HK-2 human renal proximal tubule cells (RPTC) are commonly used in the in vitro study of "normal" RPTCs. We discovered recently that HK-2 cells are uncoupled from dopamine 1 receptor (D1R) adenylyl cyclase (AC) stimulation. We hypothesized that G protein-coupled receptor kinase type 4 (GRK4) single nucleotide polymorphisms may be responsible for the D1R/AC uncoupling in HK-2. This hypothesis was tested by genotyping GRK4 single nucleotide polymorphisms, measuring D-1-like receptor agonist (fenoldopam)-stimulated cAMP accumulation, quantifying D1R inhibition of sodium transport, and testing the ability of GRK4 small interfering RNA to reverse the D1R/AC uncoupling.

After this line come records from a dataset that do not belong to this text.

PR #1705, opened 2020-12-10
Parallel CI jobs

ismail-syed:
## Description

This PR splits up our CI checks into parallel jobs to boost CI times (shaves of a couple mins). This is also helps with CI reporting errors sooner than later since it's parallel. 

### Before

image

### After

image

### DIFF
--- a/.github/workflows/node-ci.yml
+++ b/.github/workflows/node-ci.yml
@@ -1,15 +1,46 @@
 name: Node-CI
 
-on:
-  push:
-    branches: [master]
-  pull_request:
-    branches: [master]
+on: push
 
 jobs:
-  node-tests:
+  node-lint:
     runs-on: ubuntu-latest
+    strategy:
+      matrix:
+        node-version: [10.x, 12.x, 14.x]
 
+    steps:
+      - uses: actions/checkout@v2
+        name: Checkout
+
+      - uses: actions/setup-node@v1
+        name: Use Node.js ${{ matrix.node-version }}
+        with:
+          node-version: ${{ matrix.node-version }}
+
+      - name: Get yarn cache directory
+        id: yarn-cache-get-dir
+        run: echo "::set-output name=dir::$(yarn cache dir)"
+
+      - uses: actions/cache@v2
+        id: yarn-cache
+        name: Restore yarn cache
+        with:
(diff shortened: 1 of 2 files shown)


.github/workflows/node-ci.yml
```diff
@@ -1,15 +1,10 @@
 name: Node-CI
 
-on:
-  push:
-    branches: [master]
-  pull_request:
-    branches: [master]
+on: push
```
ismail-syed, line 3: This was previously setup just to run CI on pushes to master, not sure why. It now runs CI on all pushes to this repo.

.github/workflows/node-ci.yml
```diff
@@ -39,16 +34,113 @@ jobs:
...
 
-      - name: 🔨 Build
-        run: yarn build --verbose
-
       - name: 💅🏼 Lint
         run: |
           yarn lint
           yarn ci:lint-docs
 
+  node-build:
```
ismail-syed, line 42: I wonder if there's a way to re-use all of this duplication :/

ismail-syed:
Hmm, wonder why these are hanging.

image

.github/workflows/node-ci.yml
ismail-syed: Doesn't seem so - https://github.com/actions/starter-workflows/issues/245. 

I stumbled across the `needs` field while looking through their [docs](https://docs.github.com/en/free-pro-team@latest/actions/reference/workflow-syntax-for-github-actions#jobsjob_idneeds). Couldn't get it to work properly and it arguably ends up creating more duplication - https://github.com/Shopify/quilt/pull/1705/commits/89013b8e737a1e0dd7d1b0f777ddf67aca589456.

atesgoral: Not yet, it seems: https://github.community/t/reusing-sharing-inheriting-steps-between-jobs-declarations/16851/15

atesgoral:
Grr we have a flaky test that got flakier after the switch to GitHub Actions somehow.

ismail-syed:
Actually, it could be  a Node 14 perf thing /shrug. 

Were we running node 14 in Travis?

image

atesgoral (approved):

PR #1710, opened 2020-12-15
[react-form, react-form-state] Update `fast-deep-equal` to `^3.1.3`

kaelig:
## Description

Keeps packages relying on `fast-deep-equal` ([CHANGELOG](https://github.com/epoberezkin/fast-deep-equal/releases)) up to date with the latest version.

This is useful because I'm introducing a new devDependency in Shopify/web that relies on `fast-deep-equal@3`, and this will prevent having to add this dependency to the list of ignored packages in `failOnDuplicateDependencies` ([as set up in Shopify/web’s `sewing-kit.config.js`](https://github.com/Shopify/web/blob/4b536816071de3db29f31af72dcc47e1a541c7e2/sewing-kit.config.ts#L341-L344)).

## Type of change

- [ ] react-form Patch: dependency update
- [ ] react-form-state Minor: dependency update

## Checklist

### DIFF
--- a/packages/react-form-state/CHANGELOG.md
+++ b/packages/react-form-state/CHANGELOG.md
@@ -5,7 +5,9 @@ All notable changes to this project will be documented in this file.
 The format is based on [Keep a Changelog](http://keepachangelog.com/en/1.0.0/)
 and adheres to [Semantic Versioning](http://semver.org/spec/v2.0.0.html).
 
-<!-- ## [Unreleased] -->
+## [Unreleased]
+
+- Updated `fast-deep-equal` dependency to `^3.1.3` [#1710](https://github.com/Shopify/quilt/pull/1710)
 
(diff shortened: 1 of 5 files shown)


ismail-syed (approved):

BPScott:
This is a major bump of fast-deep-equal, which offers up a breaking change per https://github.com/epoberezkin/fast-deep-equal/releases/tag/v3.0.0-beta.0: **"instances of different classes are now considered unequal"**

Taking a quick look at what we pass into isEqual in quilt libs it looks like we never pass in classes, so sounds like we're fine.

BPScott (approved):

gmcgibbon (approved):

gmcgibbon:
No `/shipit` here, you have to press the button

kaelig:
Awesome, I love pressing buttons! So old school 🥸

PR #1724, opened 2021-01-19
Allow custom id graphql universal provider

vsumner:
## Description

This PR adds the ability to customize the data-id of the serialized apollo cache object. Today it is hardcoded to `apollo` in the case where you might have multiple graphql clients, this would result in collisions. This PR adds an `id` prop that defaults to `apollo` so there is no change in behavior.

## Type of change

- [X] `@shopify/react-graphql-universal-provider` Minor: New feature (non-breaking change which adds functionality)

## Checklist


michenly (approved):
LGTM

PR #1725, opened 2021-01-20
i18n: fix pseudotranslate

dlech:
Using the default options `psueduotranslate` was dropping the last part of a translation string after the last matched token (e.g. `{xyz}`). For strings without replacements, this was causing the entire string to be dropped instead of being added to the `parts` array.

## Description

Fixes (issue #)

## Type of change

## Checklist

### DIFF
--- a/packages/i18n/CHANGELOG.md
+++ b/packages/i18n/CHANGELOG.md
@@ -5,6 +5,12 @@ All notable changes to this project will be documented in this file.
 The format is based on [Keep a Changelog](http://keepachangelog.com/en/1.0.0/)
 and adheres to [Semantic Versioning](http://semver.org/spec/v2.0.0.html).
 
+## Unreleased
+
+### Fixed
+
+- Fixed pseudotranslate leaving out final part.
+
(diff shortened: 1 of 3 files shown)


dlech:
I have signed the CLA now.

dlech:
Added changelog and test.

packages/i18n/CHANGELOG.md
```diff
@@ -5,6 +5,12 @@ All notable changes to this project will be documented in this file.
 The format is based on [Keep a Changelog](http://keepachangelog.com/en/1.0.0/)
 and adheres to [Semantic Versioning](http://semver.org/spec/v2.0.0.html).
 
+## Unreleased
+
+### Fixed
+
+- Fixed pseudotranslate leaving out final part.
```
gmcgibbon, line 12: Next time please add the PR number to the changelog (see below 👇)

gmcgibbon (approved):
CI is broken, but it appears to not conflict with other behaviour/tests. Makes sense to me 👍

We compared HK-2 with 2 normally coupled human RPTC cell lines and 2 uncoupled RPTC cell lines. The HK-2 cell line was found to have 4 of 6 potential GRK4 single nucleotide polymorphisms known to uncouple the D1R from AC (namely, R65L, A142V, and A486V). AC response to fenoldopam stimulation was increased in the 2 normally coupled human RPTC cell lines (FEN: 2.02 +/- 0.05-fold and 2.33 +/- 0.19-fold over control; P<0.001; n=4) but not in the 2 uncoupled or HK-2 cell lines. GRK4 small interfering RNA rescued the fenoldopam-mediated AC stimulation in the uncoupled cells, including HK-2. The expected fenoldopam-mediated inhibition of sodium hydrogen exchanger type 3 was absent in HK-2 (n=6) and uncoupled RPTC cell lines (n=6) but was observed in the 2 normally coupled human RPTC cell lines (-25.41 +/- 4.7% and -27.36 +/- 2.70%; P<0.001; n=6), which express wild-type GRK4. Despite the fact that HK-2 cells retain many functional characteristics of RPTCs, they are not normal from the perspective of dopaminergic function. (Hypertension. 2010;56:505-511.)